DATA EXTRACT
PR #7445, opened 2022-11-22
add type for viewState

arthurgailes:
Add type definition for viewState, which causes type warnings when setting the state of a predefined object, even when that object has correct parameters

Used "any" type for the following properties: normalize, position, transitionEasing,  transitionInterpolator; which should probably be defined.

TS Warning Example:
```
Argument of type 'Record<string, any>' is not assignable to parameter of type 'SetStateAction<{ longitude: number; latitude: number; zoom: number; pitch: number; minZoom: number; }>'.
  Type 'Record<string, any>' is missing the following properties from type '{ longitude: number; latitude: number; zoom: number; pitch: number; minZoom: number; }': longitude, latitude, zoom, pitch, minZoomts(2345)
```

### DIFF
--- a/modules/core/src/controllers/controller.ts
+++ b/modules/core/src/controllers/controller.ts
@@ -110,14 +110,34 @@ export type InteractionState = {
   isZooming?: boolean;
 }
 
+export type ViewState = {
+  zoom: number;
+  longitude: number;
+  latitude: number;
+  bearing?: number;
+  pitch?: number;
+  transitionDuration?: number;
+  width?: number;
+  height?: number;
+  altitude?: number;
+  maxPitch?: number;
+  maxZoom?: number;
+  minPitch?: number;
+  minZoom?: number;
+  normalize?: any;
+  position?: number[];
+  transitionEasing?: any;
+  transitionInterpolator?: any;
+}
+
 /** Parameters passed to the onViewStateChange callback */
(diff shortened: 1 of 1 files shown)


modules/core/src/controllers/controller.ts
```diff
@@ -110,14 +110,34 @@ export type InteractionState = {
...
+  position?: number[];
+  transitionEasing?: any;
+  transitionInterpolator?: any;
+}
+
 /** Parameters passed to the onViewStateChange callback */
 export type ViewStateChangeParameters = {
   /** The next view state, either from user input or transition */
-  viewState: Record<string, any>;
+  viewState: ViewState;
```
felixpalmer, line 136: This is assuming a `WebMercatorViewport`, we also have other view types, e.g. https://deck.gl/docs/api-reference/core/orthographic-view#view-state

Adding types here is a good idea, but rather than duplicating the type here, it is better to import the types used elsewhere

felixpalmer (changes requested):

Radik24:
I'm not sure right now what is returned onViewStateChange, but what about multiple views? I often use multiple views and it requires something like:

```
type: ViewState {
  [key: string]: SomeType
}
```

chrisgervang:
Closed by #8663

WHAT YOU SHOULD DO
What is wanted is the full set of entries above, reproduced exactly.

EXERCISE OUTPUT
PR #7445, opened 2022-11-22
add type for viewState

arthurgailes:
Add type definition for viewState, which causes type warnings when setting the state of a predefined object, even when that object has correct parameters

Used "any" type for the following properties: normalize, position, transitionEasing,  transitionInterpolator; which should probably be defined.

TS Warning Example:
```
Argument of type 'Record<string, any>' is not assignable to parameter of type 'SetStateAction<{ longitude: number; latitude: number; zoom: number; pitch: number; minZoom: number; }>'.
  Type 'Record<string, any>' is missing the following properties from type '{ longitude: number; latitude: number; zoom: number; pitch: number; minZoom: number; }': longitude, latitude, zoom, pitch, minZoomts(2345)
```

### DIFF
--- a/modules/core/src/controllers/controller.ts
+++ b/modules/core/src/controllers/controller.ts
@@ -110,14 +110,34 @@ export type InteractionState = {
   isZooming?: boolean;
 }
 
+export type ViewState = {
+  zoom: number;
+  longitude: number;
+  latitude: number;
+  bearing?: number;
+  pitch?: number;
+  transitionDuration?: number;
+  width?: number;
+  height?: number;
+  altitude?: number;
+  maxPitch?: number;
+  maxZoom?: number;
+  minPitch?: number;
+  minZoom?: number;
+  normalize?: any;
+  position?: number[];
+  transitionEasing?: any;
+  transitionInterpolator?: any;
+}
+
 /** Parameters passed to the onViewStateChange callback */
(diff shortened: 1 of 1 files shown)


modules/core/src/controllers/controller.ts
```diff
@@ -110,14 +110,34 @@ export type InteractionState = {
...
+  position?: number[];
+  transitionEasing?: any;
+  transitionInterpolator?: any;
+}
+
 /** Parameters passed to the onViewStateChange callback */
 export type ViewStateChangeParameters = {
   /** The next view state, either from user input or transition */
-  viewState: Record<string, any>;
+  viewState: ViewState;
```
felixpalmer, line 136: This is assuming a `WebMercatorViewport`, we also have other view types, e.g. https://deck.gl/docs/api-reference/core/orthographic-view#view-state

Adding types here is a good idea, but rather than duplicating the type here, it is better to import the types used elsewhere

felixpalmer (changes requested):

Radik24:
I'm not sure right now what is returned onViewStateChange, but what about multiple views? I often use multiple views and it requires something like:

```
type: ViewState {
  [key: string]: SomeType
}
```

chrisgervang:
Closed by #8663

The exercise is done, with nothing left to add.